10.54302/mausam.v63i3.1222 ◽

2022 ◽

Vol 63 (3) ◽

pp. 377-390

Author(s):

A.K. JASWAL ◽

S.R. BHAMBAK ◽

M.K. GUJAR ◽

S.H. MOHITE ◽

S. ANANTHARAMAN ◽

...

Keyword(s):

Wind Speed ◽

Relative Humidity ◽

Spatial Patterns ◽

Large Scale ◽

India Meteorological Department ◽

Cloud Amount ◽

Climatic Conditions ◽

Maximum Temperature ◽

Annual Means ◽

Rainy Days

Climate normals are used to describe the average climatic conditions of a particular place and are computed by National Meteorological Services of all countries.
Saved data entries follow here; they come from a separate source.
PR #297, opened 2020-04-09
Allow DecodeError to propagate in v3

bmerry:
A likely cause of such errors is pickled encoding, which triggers an
error unless the user has set the appropriate environment variable to
allow it (unsafe).

This may cause some files that have invalid encoding (e.g. from the
early days where telescope state just used `repr`) to fail, but that's
probably better than just ignoring data in the file and using a default
instead. If users complain we can then fix katdal to handle such files.

The approach of treating decoding errors the same as missing data seems
to date back to 645a5e2, where it was applied just to the band (and
would at least lead to a warning that the receiver band couldn't be
determined).

Closes SPR1-446.

### DIFF
--- a/katdal/h5datav3.py
+++ b/katdal/h5datav3.py
@@ -609,7 +609,7 @@ class H5DataV3(DataSet):
             # needs to stay binary
             value = self.file['TelescopeState'].attrs[key]
             return telstate_decode(value, no_decode)
-        except (KeyError, katsdptelstate.DecodeError):
+        except KeyError:
             # In some cases the value is placed in a sensor instead. Return
             # the most recent value.
             try:


bmerry:
@ludwigschwardt let me know what you think. I'm not 100% convinced that this won't create new problems, but any new problems it does throw up will be old bugs that have been silently ignored.

ludwigschwardt:
Do you have an example where this tripped you up?

bmerry:
> Do you have an example of where this tripped you up?

Yes, see SPR1-446.

ludwigschwardt:
How about forcing the user to enable pickle support in v2 / v3? There should be no msgpack in those files...

bmerry:
> How about forcing the user to enable pickle support in v2 / v3? There should be no msgpack in those files...

Interesting idea, although if they're old enough (certainly v2, probably also early v3) I don't think there will be any pickles either, in which case there shouldn't be any need to force anything.

But even if we do that, shouldn't decoding errors be thrown rather than silently treated as if the attribute wasn't present?

ludwigschwardt:
What about the old repr-based telstates in v3? Would they still work?

bmerry:
> What about the old repr-based telstates in v3? Would they still work? I'll see if I can test it on an example...

Thanks, let me know. I couldn't see where that was handled, but if they raise an error with this change then it means they were silently broken (telstate values being ignored) before. Maybe we just didn't notice because the fallback heuristics to guess missing values was good enough.

ludwigschwardt:
I had a look at this again... The new changes break old repr-based files like 1454045147.h5 (anything before 2016-11-30).

I agree with the basic premise of the PR but would like to see old files working as far as possible. You've changed it from a cryptic crash on some files fixable by enabling pickles to a cryptic crash on the rest of the files that cannot be fixed without changing the code.

I would add a warning that pickles need to be enabled to solve potential decode errors in v3 files. And then I would consider making TelescopeModel the default above TelescopeState in `_get_l0_attr`, because this is the fallback for repr-ed attrs; i.e. change the order of
```Python
            self._raise_if_attr_found(self.stream_name, key)
            if sdp_group is not None:
                self._raise_if_attr_found('l0', key, h5_group=sdp_group)
```
The repr-ed sensors go in via `katdal.sensordata._h5_telstate_unpack`, which gloriously ignores decode errors :-)

ludwigschwardt:
This is getting too tricky to fix for now. If users are interested in old files, they should always enable pickles and then this won't be an issue.

PR #298, opened 2020-04-09
Cope with rx_serial being a string

bmerry:
It was being turned into a string via %d, but in some old files (e.g.
1462454843.h5) it ended up encoded as a string already, causing this to
crash.


bmerry:
> Looks safe. Where do you find those old files these days for testing?

You gave me a collection of old files that you use to test.

PR #299, opened 2020-04-09
Explicitly pass file mode to h5py.File

bmerry:
For dummy_dataset (the real file already does it). This avoids a
deprecation warning from h5py that the default mode will change to 'r'.


bmerry:
> Why the sudden interest in v2 / v3? :-)

It's low-hanging fruit - bugs that are small but didn't seem important enough to fix at the time. So I'm paying off some technical debt, because even with COVID-19 I don't think we can get the central bank to write it off :-)

PR #300, opened 2020-04-09
Use MutableMapping for SensorCache

bmerry:
This provides more predictable/controllable behaviour compared to
inheriting directly from dict. I also made some fixes to
ConcatenatedSensorCache regarding iteration and length (previously it
implemented iterkeys, which didn't work at all in Python 3 and also made
the assumption that the underlying caches had exactly the same keys).

Querying a sensor cache can cause new keys to appear in the underlying
dict (as virtuals are expanded), so it was necessary to make some
choices). I decided that __contains__ will only consider instantiated
keys, not virtuals, making it consistent with `keys()` and `len` (and
the previous implementation of SensorCache), but inconsistent with
`__getitem__`.

One user-visible change in SensorCache is that `items()` and `.values()`
will now return extracted data, because MutableMapping implements them
in terms of `__getitem__`.

Closes SPR1-445.

### DIFF
--- a/katdal/concatdata.py
+++ b/katdal/concatdata.py
@@ -451,7 +451,7 @@ class ConcatenatedSensorCache(SensorCache):
             except KeyError:
                 pass
         if not found:
-            raise KeyError
+            raise KeyError(name)
 
     def __contains__(self, name):
         return any(name in cache for cache in self.caches)
--- a/katdal/concatdata.py
+++ b/katdal/concatdata.py
@@ -301,11 +301,9 @@ class ConcatenatedSensorCache(SensorCache):
 
     def __init__(self, caches, keep=None):
         self.caches = caches
-        # Collect all actual and virtual sensors in caches as well as properties
-        # The main point is to discover the name and dtype of each known sensor
-        actual, virtual, self.props = {}, {}, {}
+        # Collect all virtual sensors in caches as well as properties.
+        virtual, self.props = {}, {}
         for cache in caches:
-            actual.update(cache.items())
             virtual.update(cache.virtual)
             self.props.update(cache.props)
         self.virtual = virtual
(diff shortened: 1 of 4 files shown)


bmerry:
Looks like `future` didn't handle the rename with `collections.abc`, so I'll need to fix that before merging.

katdal/sensordata.py
```diff
@@ -887,3 +892,26 @@ def get_with_fallback(self, sensor_type, names):
...
+    def __iter__(self):
+        return iter(self._raw)
+
+    def __len__(self):
+        return len(self._raw)
+
+    def __contains__(self, key):
+        # __contains__ is implemented by MutableMapping via __getitem__, but
+        # that does unnecessary extraction. This approach is cheaper but only
+        # reflects keys that have been explicitly created or cached.
```
ludwigschwardt, line 915: This should be OK because we are already ignoring all the miriad sensors available via katstore...

katdal/concatdata.py
```diff
@@ -444,10 +442,31 @@ def __setitem__(self, name, data):
...
+    def __delitem__(self, name):
+        found = False
+        for cache in self.caches:
+            try:
+                del cache[name]
+                found = True
+            except KeyError:
+                pass
+        if not found:
+            raise KeyError
```
ludwigschwardt, line 454: Do you need to pass `name` to `KeyError` to match the error message from `dict`?

katdal/concatdata.py
```diff
@@ -444,10 +442,31 @@ def __setitem__(self, name, data):
...
+
+    def __contains__(self, name):
+        return any(name in cache for cache in self.caches)
+
+    def __len__(self):
+        return sum(1 for _ in self)
```
ludwigschwardt, line 460: Nice trick to remember for iterators.

katdal/test/test_sensordata.py
```diff
@@ -75,8 +75,57 @@ def test_numpy_object(self):
...
+
+    def test_extract_float(self):
+        data = self.cache.get('foo', extract=True)
+        np.testing.assert_array_equal(data, [3.0, 3.0, 3.0, 3.0, 3.0, 4.0, 5.0, 6.0, 6.0, 6.0])
+
+    def test_extract_categorical(self):
+        data = self.cache.get('cat', extract=True)
+        H = 'hello'
+        W = 'world'
+        np.testing.assert_array_equal(data[:], [H, H, H, H, H, H, W, W, W, W])
```
ludwigschwardt, line 100: Very nice tests! Inspirational :-D

katdal/concatdata.py
bmerry: I can't claim credit - I found it somewhere on the internet.

katdal/concatdata.py
bmerry: Good idea - done.

Issue #875, opened 2019-08-30
Fetch component descriptors for all applications with one request


runarmyklebust:
When creating a new content, there are a lot of repeated request triggered.
This is an example from helsenett:

![Screen Shot 2019-08-30 at 11 00 57](https://user-images.githubusercontent.com/356026/64007999-848b8a80-cb15-11e9-8222-4e9786b9f85f.png)

There are 173 request on the initial opening.

pmi:
Okay, there is indeed a lot of requests with the same `applicationKey` and `by_application` endpoint, but they are actually different even though the last bit is the same.

Following requests are made per each application (notice the full path): 

- http://localhost:8080/admin/rest/content/page/descriptor/list/by_application ( this one's done 2 times per app, first by page inspection panel layout(), and then by live page editor in a separate iframe )
- http://localhost:8080/admin/rest/content/page/part/descriptor/list/by_application ( on part inspection panel layout() )
- http://localhost:8080/admin/rest/content/page/layout/descriptor/list/by_application ( on layout inspection panel layout() )

That resulted in 24 requests with 6 apps added to site.

sigdestad:
Could we handle this so that number of requests dont increase with the number of apps?

pmi:
@sigdestad We can reduce requests number to 4 sharp If we pass all application keys as array.

alansemenov:
We should also not fetch descriptors (page/part/layout) until user actually needs them. Created a [separate issue](https://github.com/enonic/app-contentstudio/issues/918) to fix that.

PR #942, opened 2019-09-10
Fetch component descriptors for all applications with one request #875

pmi:
- adapted ApplicationBasedCache to work with multiple app keys and cache requests with empty responses as well
- changed GetDescriptorsByApplication*S* requests for Page/Layout/Part to make requests to corresponding endpoints instead of doing multiple GetDescriptorsByApplication requests
- also debounced descriptors reload on applications change that reduced No of requests in case of selecting multiple applications with checkboxes


pmi:
Or should @runarmyklebust review it maybe ?

Issue #986, opened 2019-09-18
HTML Area - Implement toggle button for selecting default paste mode


alansemenov:
By default Cmd-V pastes text with formatting, and Cmd-Shift-V without. 
Default state of the button will be "off" and the behaviour will be as above.
In "on" state the behaviour will change the other way around - Cmd-V will paste text without formatting, and Cmd-Shift-V with.
We don't have to remembe the state of the button, it will always be "off" by default providing current behaviour.

PR #1005, opened 2019-09-22
HTML Area - Implement toggle button for selecting default paste mode …

ashklianko:
…#986

-Using ckeditor 'pastetext' plugin's icon and it's command to paste plain text when paste mode changed; 'pastetext' plugin itself does very close thing to what we need but (see https://ckeditor.com/cke4/addon/pastetext) but might be rather switched on constantly during editor's init process or might be used via toolbar button that doesn't really work
-Renamed macro plugin file correctly


ashklianko:
One more question: is it OK that toolbar is now on 2 lines?

Issue #1012, opened 2019-09-24
Enable caption for table elements


ashklianko:
@alansemenov commented on [Wed Sep 18 2019](https://github.com/enonic/app-users/issues/249)

Add "_Caption_" field to our table properties dialog. When filled, it should add `<caption></caption>` element inside the table. It's a part of the CKEditor's native dialog and we should have it as well.

![image](https://user-images.githubusercontent.com/11612490/65154767-5d491e80-da2c-11e9-8a86-cd3e43326986.png)

PR #1014, opened 2019-09-24
Enable caption for table elements #1012

ashklianko:


ashklianko:
Works for me, maybe some special case?

ashklianko:
Merged master into, please try now

Issue #990, opened 2019-09-18
Set cursor to the same position when switching HTML Editor to Full Screen mode


alansemenov:
After switching the editor to the Full Screen mode set cursor to the same position where it was before the switch.

PR #1035, opened 2019-09-26
Set cursor to the same position when switching HTML Editor to Full Sc…

ashklianko:
…reen mode #990

-Setting cursor to a selected element; unfortunately can't set it to exact position


alansemenov:
@ashklianko can you review my changes? For some reason I cannot set you as a reviewer if you were an author of the original PR.

ashklianko:
> @ashklianko can you review my changes? For some reason I cannot set you as a reviewer if you were an author of the original PR.
Sure

ashklianko:
Works like a charm

PR #1045, opened 2019-09-27
fix for NPE, owner might be null

ashklianko:


src/main/resources/assets/js/app/wizard/UpdatePersistedContentRoutine.ts
```diff
@@ -90,7 +91,7 @@ export class UpdatePersistedContentRoutine
     private hasContentChanged(persisted: Content, viewed: Content): boolean {
         return !persisted.dataEquals(viewed.getContentData()) ||
                !persisted.extraDataEquals(viewed.getAllExtraData()) ||
-               !persisted.getOwner().equals(viewed.getOwner()) ||
+               !ObjectHelper.equals(persisted.getOwner(), viewed.getOwner()) ||
```
alansemenov: Why not the same for other properties? Any of them might not be set.

Issue #1069, opened 2019-10-07
Give a different message when a version was not reverted


anatol-sialitski:
To test this:

Open Content Studio
Edit some content, save changes
Revert to previous version in the Version History widget. You'll get a message saying "Version was changed to ..."
Now select the same version as the last time and click "Revert" again. No new version will be created because that version is identical to the current one, but the message is still "Version was changed to ..." which is confusing since nothing has changed.
We should give a different message in this case: "No changes to revert". Ideally we shouldn't reload the list of versions in the widget in this case either.

PR #1070, opened 2019-10-07
Give a different message when a version was not reverted #1069

anatol-sialitski:
implemented

Note: added the `notify.revert.no.changes=No changes to revert.` to i18n files with default text.

This PR depends on https://github.com/enonic/xp/pull/7509


src/main/resources/assets/js/app/view/context/widget/version/VersionsView.ts
```diff
@@ -199,9 +199,13 @@ export class VersionsView
                 .onExecuted((action: api.ui.Action) => {
                     if (!isActive) {
                         new RevertVersionRequest(item.id, this.getContentId().toString()).sendAndParse().then(
-                            (contentId: ContentId) => {
-                                api.notify.NotifyManager.get().showFeedback(i18n('notify.version.changed', item.id));
-                                new ActiveContentVersionSetEvent(this.getContentId(), item.id).fire();
+                            (contentVersionId: string) => {
+                                if (contentVersionId === this.activeVersion.id) {
+                                    api.notify.NotifyManager.get().showFeedback(i18n('notify.revert.no.changes'));
```
alansemenov: * Change the key _notify.revert.no.changes_ to _notify.revert.noChanges_
* Remove this phrase from all phrase resource files, except for `phrases.properties` (but change the key there) and you can also translate it to russian in _phrases_ru.properties_. You should never add english text into non-english resource files, because then these new phrases will not be fetched when we will be translating texts before the next release.

Issue #1093, opened 2019-10-10
Multiple issues when pasting an image into HTML Editor


alansemenov:
Open [this page ](https://enonic.com/blog/best-practices-for-content-management) and copy-paste the top image **with** some text underneath into HTML Editor

1. Left-click the image
Console error:
![image](https://user-images.githubusercontent.com/11612490/66596293-e9b6af00-eb9c-11e9-8e5a-d92bdb7442d7.png)

2. Double-click the image
Native dialog for the image opens:
![image](https://user-images.githubusercontent.com/11612490/66596589-73ff1300-eb9d-11e9-8c5e-dca75e896144.png)

PR #1120, opened 2019-10-22
Multiple issues when pasting an image into HTML Editor #1093

ashklianko:
-Adjusted image's plugin to detect which elements to be upcasted to an image widget (excluded standalone img tags)
-Removed one of two code modifications of image plugin


ashklianko:
Will update

alansemenov:
The only problem now is that if I add a link to an external image, the link button in the toolbar won't be highlighted if I set a cursor on the image. Minor issue though.

Issue #1103, opened 2019-10-15
Selection is not reset in in the Inspect panel's descriptor selector


sgauruseu:
1. Open Features and open Page component View.
2. Insert `layout component`, then select ` 3-col layout`, save the site.
3. Click on the inserted layout in Page Component View, then click on `Remove` menu item, save the site.
4. Insert `layout component` again .
5. Click on the dropdown handle in the layouts-selector in Page Inspection panel.

BUG:  `3-col` layout remains 'selected' in the expanded options:
![image](https://user-images.githubusercontent.com/3728712/66826522-4b886780-ef55-11e9-87e7-82f737ad29f5.png)

**The same issue in part-selector**

PR #1144, opened 2019-10-31
Selection is not reset in in the Inspect panel's descriptor selector …

ashklianko:
…#1103

-Grid is used for holding options in inspection panel selector, 'selected' and 'active' cell classes were not set correctly when switching between components of same kind


ashklianko:
Requires https://github.com/enonic/lib-admin-ui/pull/1135

Issue #1151, opened 2019-11-05
Site Wizard - controller selector does not appear after selecting an application in the saved site


sgauruseu:
1. Open new site wizard,type a name.
2. Press `Save` button.
3. Select Features in app-selector.

**Expected**: page descriptor dropdown should appear after selecting the applications

**Actual** :  Application is selected but  "No page controller found" is displayed in Page Editor

![image](https://user-images.githubusercontent.com/3728712/68214836-3ef4ad80-ffef-11e9-94f1-7ba996cbf38f.png)

 **Page descriptor dropdown  appears after clicking on  button Save**

alansemenov:
Note: it works as it should if the content is not saved before selecting the app.

PR #1178, opened 2019-11-12
Site Wizard - controller selector does not appear after selecting an …

ashklianko:
…application in the saved site #1151

-Site model and wizard are listening for data updates of the same content object, however after saving changes site model is getting updated with new content object, but wizard keeps old one, thus updates in wizard are not reaching site model. Fixed by triggering wizard step forms update after wizard saved and live form updated

### DIFF
--- a/src/main/resources/assets/js/app/wizard/ContentWizardPanel.ts
+++ b/src/main/resources/assets/js/app/wizard/ContentWizardPanel.ts
@@ -530,12 +530,16 @@ export class ContentWizardPanel
         this.isFirstUpdateAndRenameEventSkiped = false;
         new BeforeContentSavedEvent().fire();
         return super.saveChanges().then((content: Content) => {
-
+            let isUpdateWizardStepFormsNeeded: boolean = false;
             const persistedItem = content.clone();
             if (liveFormPanel) {
                 this.liveEditModel.setContent(persistedItem);
                 if (this.reloadPageEditorOnSave && this.pageEditorUpdatedDuringSave) {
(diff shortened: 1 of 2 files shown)


src/main/resources/assets/js/app/wizard/ContentWizardPanel.ts
```diff
@@ -530,12 +530,16 @@ export class ContentWizardPanel
...
         new BeforeContentSavedEvent().fire();
         return super.saveChanges().then((content: Content) => {
-
+            let isUpdateWizardStepFormsNeeded: boolean = false;
             const persistedItem = content.clone();
             if (liveFormPanel) {
                 this.liveEditModel.setContent(persistedItem);
                 if (this.reloadPageEditorOnSave && this.pageEditorUpdatedDuringSave) {
                     this.updateLiveForm(persistedItem);
+
```
alansemenov: I might be wrong, but I don't think we need an extra boolean variable here... Based on the logic, it should be enough with this:

```
if (!this.wizardFormUpdatedDuringSave && persistedItem.isSite()) {
  this.updateWizardStepForms(persistedItem, false);
}
```

I also noticed that `this.wizardFormUpdatedDuringSave` might be _undefined_ (f.ex. when content is saved after page controller selected). We should try to avoid ambiguity for a boolean variable.

ashklianko: Agree, site presumes that content is renderable by default and live form will present on a page

PR #1228, opened 2019-11-22
Incorrect confirmation behaviour in site config with an item-set #1226

ashklianko:
-Masking SiteConfiguratorDialog when any dialog is being opened while SiteConfiguratorDialog is open, that will make modal dialog focus handlers work correctly and solve described issues
-Updated dialogs to use isOpen() instead of isVisible()


ashklianko:
Depends on https://github.com/enonic/lib-admin-ui/pull/1156

PR #1244, opened 2019-11-27
Lokalise: Translations update

jsi:
This pull request was initiated by Lokalise (user Jørgen Sivesind) at 2019-11-27 13:20:07


jsi:
Just testing lokalise.  This is not good enough.

Issue #1967, opened 2020-06-17
User is switched to default context after current context/project is deleted


sgauruseu:
1. Install `Superhero`
2. Create an user with the next roles: 

![image](https://user-images.githubusercontent.com/3728712/84881559-b6ff7780-b096-11ea-9291-5301494ea7a6.png)

3. Do log in with the user. `SuperHero Blog` context is loaded - OK
4. Switch  to browser with SU and delete  `SuperHero Blog`  project
5. Switch to browser with user with Author role

BUG: default context is loaded for the user with Author role

![image](https://user-images.githubusercontent.com/3728712/84883375-1bbbd180-b099-11ea-8750-30b34bc29a4b.png)

PR #3170, opened 2021-05-17
User is switched to default context after current context/project is …

ashklianko:
…deleted #1967

-Handling deleting of the only available project for a user:
1. Introduced new project context state NOT_AVAILABLE
2. Added listeners for a case when single project in use becomes unavailable
3. Cleaning TreeGrid in that case and disabling toolbars and buttons

### DIFF
--- a/modules/app/src/main/resources/assets/js/main.ts
+++ b/modules/app/src/main/resources/assets/js/main.ts
@@ -601,6 +601,10 @@ function initProjectContext(application: Application): Q.Promise<void> {
             return Q(null);
         }
 
+        if (projects.length === 0) {
+            ProjectContext.get().setNoProjects();
+        }
+
         ProjectSelectionDialog.get().open();
 
         return Q(null);
--- a/modules/app/src/main/resources/assets/js/main.ts
+++ b/modules/app/src/main/resources/assets/js/main.ts
@@ -602,7 +602,7 @@ function initProjectContext(application: Application): Q.Promise<void> {
         }
 
         if (projects.length === 0) {
-            ProjectContext.get().setNoProjects();
+            ProjectContext.get().setNotAvailable();
         }
 
         ProjectSelectionDialog.get().open();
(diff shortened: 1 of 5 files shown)


modules/lib/src/main/resources/assets/js/app/project/ProjectContext.ts
```diff
@@ -54,8 +63,24 @@ export class ProjectContext {
...
+    private notifyNoProjectsAvailable() {
+        this.noProjectsAvailableListeners.forEach((handler: () => void) => {
+            handler();
+        });
+    }
 }
 
 enum State {
-    INITIALIZED, NOT_INITIALIZED
+    INITIALIZED, NOT_INITIALIZED, NO_AVAILABLE
```
alansemenov: Let's rename it to "`NOT_AVAILABLE`" (as in "_context is not available_").

modules/lib/src/main/resources/assets/js/app/project/ProjectContext.ts
```diff
@@ -35,6 +37,13 @@ export class ProjectContext {
         this.notifyProjectChanged();
     }
 
+    setNoProjects() {
```
alansemenov: `setNotAvailable`

alansemenov (changes requested):

modules/app/src/main/resources/assets/js/main.ts
```diff
@@ -601,6 +601,10 @@ function initProjectContext(application: Application): Q.Promise<void> {
             return Q(null);
         }
 
+        if (projects.length === 0) {
+            ProjectContext.get().setNoProjects();
```
alansemenov: This one should be renamed to `setNotAvailable` as well

ashklianko: Sorry, idea didn't show this invocation

alansemenov (approved):

Issue #3058, opened 2021-04-16
The test for contentStudioApp and contentStudioProjects generate the same artifacts.


jsi:
We need to separate these, so we can keep track of them since the latest always overwrite the older ones.

Basically, we are running the two tests:
`testContentStudioProjects`
`testContentStudioApp`

Both generate artefacts (zip files) with the same name and folder.  We need something that separates them.

In the future, we may want to split the tests into further parts, so the solution needs to be made so that each new test can have its own artifact.

jsi:
I tried some different solution to this, but I do not understand gradle well, so my solutions didn't work.  This must be assigned to a gradle expert.

jsi:
I can finally confirm that we have a working solution! :)

PR #3173, opened 2021-05-18
The test for contentStudioApp and contentStudioProjects generate the …

edloidas:
…same artifacts. #3058

Replacing session variable with command line property `-PartifactAppendix=...`.


jsi (approved):
This looks promising.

The World Meteorological Organization (WMO) recommends that all countries prepare climate normals for the 30-year periods ending in 1930, 1960, 1990 and so on, for which the WMO World Climate Normals are published. Recently, Climatological Normals for the period 1961-1990 have been prepared by India Meteorological Department (IMD) which will change the baseline of comparison from 1951-1980. In this paper, preparation of the 30-year Climatological Normals of India for the period 1961 to 1990 and spatial patterns of differences of annual means of temperatures, relative humidity, clouds, rainfall and wind speed from the previous normals (1951-1980) are documented.The changes from earlier climatological normals indicate increase in annual means of maximum temperature, relative humidity and decrease in annual means of minimum temperature, cloud amount, rainfall, rainy days and wind speed over large parts of the country during 1961-1990. The spatial patterns of changes in dry bulb temperatures and relative humidity are complementary over most parts of the country. Compared with 1951-1980 climatology, there are large scale decreases in annual mean rainfall, rainy days and wind speed over most parts of the country during 1961-1990. The decrease in wind speed may be partly due to changes in exposure conditions of observatories due to urbanization.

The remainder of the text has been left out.